Now that the database has been updated, we can read the information inside of it via a 'SELECT' query. Below, I am printing the last few tweets in the collection.

In [76]:
with pyodbc.connect(connect_string) as conn:
    cursor = conn.cursor()
    
    # Grab all the rows in the tweets table
    cursor.execute('SELECT user_handle, text FROM tweets')
    
    [print(f'user: {x[0]}\ntweet: {x[1]}\n') for x in list(cursor)[:2]]

user: Tall_Individual
tweet: @RunningEagle11 @SteveRustad1 Yea he'll definitely get the rust belt,Florida,Michigan,and Pennsylvania....suuurrree… https://t.co/5p17g2U5Zt

user: enderton_justin
tweet: Renewable energy can generate billions of dollars in health benefits, study finds #RenewableEnergy #health via… https://t.co/9JoBDSHFn2



## Part 1.2 - NoSQL Databases
### What is a NoSQL Database?
A NoSQL database is not as strictly defined as a SQL database.  It is really any database that is not a SQL database. The key difference is that a SQL database finds data 'relationally' by performing qeueries that group shared columns together; where-as a NoSQL database generally needs a path or an id that points directly to the file in question. Data can still be stored relationally, in that a piece of data can hold an id pointing to another piece of data, but this type of query would take two seperate commands to get to that second piece of data.

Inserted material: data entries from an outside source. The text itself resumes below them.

PR #234, opened 2025-10-13
🤖 Fix keychain race condition in parallel macOS signing

ammar-agent:
## Problem

PR #227 introduced parallel builds for macOS (x64 + arm64), which caused a race condition during code signing:

```
SecKeychainCreate: A keychain with the same name already exists.
Exit code: 48
```

Both electron-builder processes try to create the same keychain simultaneously.

## Solution

Pre-create and configure the keychain in `setup-macos-signing.sh` **before** running parallel builds.

### Changes

1. **Create unique keychain** with timestamp to avoid conflicts
2. **Import certificate** before parallel builds start
3. **Configure keychain permissions** for codesign access
4. **Export `CSC_KEYCHAIN`** so electron-builder uses the pre-configured keychain

### Flow

**Before (broken):**
```
setup-macos-signing.sh → exports CSC_LINK
  ↓
parallel: electron-builder x64 → tries to create keychain ❌
parallel: electron-builder arm64 → tries to create keychain ❌
  → RACE CONDITION
```

**After (fixed):**
```
setup-macos-signing.sh → creates keychain + imports cert
  ↓
parallel: electron-builder x64 → uses existing keychain ✅
parallel: electron-builder arm64 → uses existing keychain ✅
  → NO CONFLICT
```

## Testing

This will be tested on the next release. The PR workflow doesn't test signing (no secrets), so we can't verify in CI.

## Impact

- Fixes release workflow breakage from PR #227
- Maintains parallel build performance improvements
- No changes to build workflow (unsigned builds work as before)

_Generated with `cmux`_

### DIFF
--- a/Makefile
+++ b/Makefile
@@ -162,18 +162,30 @@ dist: build ## Build distributable packages
 	@bun x electron-builder --publish never
 
 # Parallel macOS builds - notarization happens concurrently
-dist-mac: build ## Build macOS distributables (x64 + arm64 in parallel)
-	@echo "Building macOS architectures in parallel..."
-	@bun x electron-builder --mac --x64 --publish never & pid1=$$! ; \
-	 bun x electron-builder --mac --arm64 --publish never & pid2=$$! ; \
-	 wait $$pid1 && wait $$pid2
+dist-mac: build ## Build macOS distributables (x64 + arm64)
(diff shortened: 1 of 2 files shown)


ammar-agent:
@codex review

PR #246, opened 2025-10-14
🤖 Fix sidebar re-renders and infinite loops with custom MapStore

ammar-agent:
Replaces Zustand with custom MapStore to fix sidebar re-render performance and eliminate unnecessary state management complexity.

## Problems Fixed

**Sidebar flickering during streaming** - Every stream delta caused full sidebar re-renders because global state tracking forced all components to update.

**Infinite render loops** - React's `useSyncExternalStore` requires stable snapshot references. Previous implementation returned new objects on every call.

## Solution

**Removed global state cache** - Moved unread computation to individual `WorkspaceListItem` components. Each component subscribes only to its workspace using `useWorkspaceSidebarState(workspaceId)`.

**Stable snapshot references** - Hooks using `getAllStates()` now cache Maps and use `compareMaps()` to return stable references when underlying data hasn't changed.

## Implementation Details

- Custom `MapStore` with versioned caching replaces Zustand
- `StreamingMessageAggregator` caches recency timestamps (O(1) access, no recalculation on every delta)
- `useResumeManager` and `useAutoCompactContinue` cache workspace state snapshots
- Each `WorkspaceListItem` computes its own unread state from `lastReadTimestamp` prop

## Result

**Zero sidebar re-renders during streaming** - Components only update when their specific workspace changes.

**~400 lines net change** (+775/-383) - Removes Zustand dependency and CacheManager, adds MapStore.

_Generated with `cmux`_

### DIFF
--- a/src/App.tsx
+++ b/src/App.tsx
@@ -185,8 +185,8 @@ function AppInner() {
     }
   }, [workspaceMetadata, gitStatusStore]);
 
-  // Track unread message status for all workspaces
-  const { unreadStatus, toggleUnread } = useUnreadTracking(selectedWorkspace);
+  // Track last-read timestamps for unread indicators
+  const { lastReadTimestamps, onToggleUnread } = useUnreadTracking(selectedWorkspace);
 
   // Auto-resume interrupted streams on app startup and when failures occur
   useResumeManager();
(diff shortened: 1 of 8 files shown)


ammar-agent:
🔧 **Fixed duplicate `getServerSnapshot` arguments**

Where a SQL database enforces strict typing and defining columns ahead of time, a NoSQL database is "schema-less" meaning that the type of data isn't enforced when it is stored. Furthermore, there is no consistent language used in a NoSQL database, such as the SQL language or CRUD operation workflow, rather, access to data is usually governed by a RESTful API (REpresentational State Transfer), a style for building systems that ensures consistent results. 

A schema-less interface is convenient for a project like mine, where I might discover a new field that I need while working with the data, I don't need to modify every piece of data in the database to add the new field.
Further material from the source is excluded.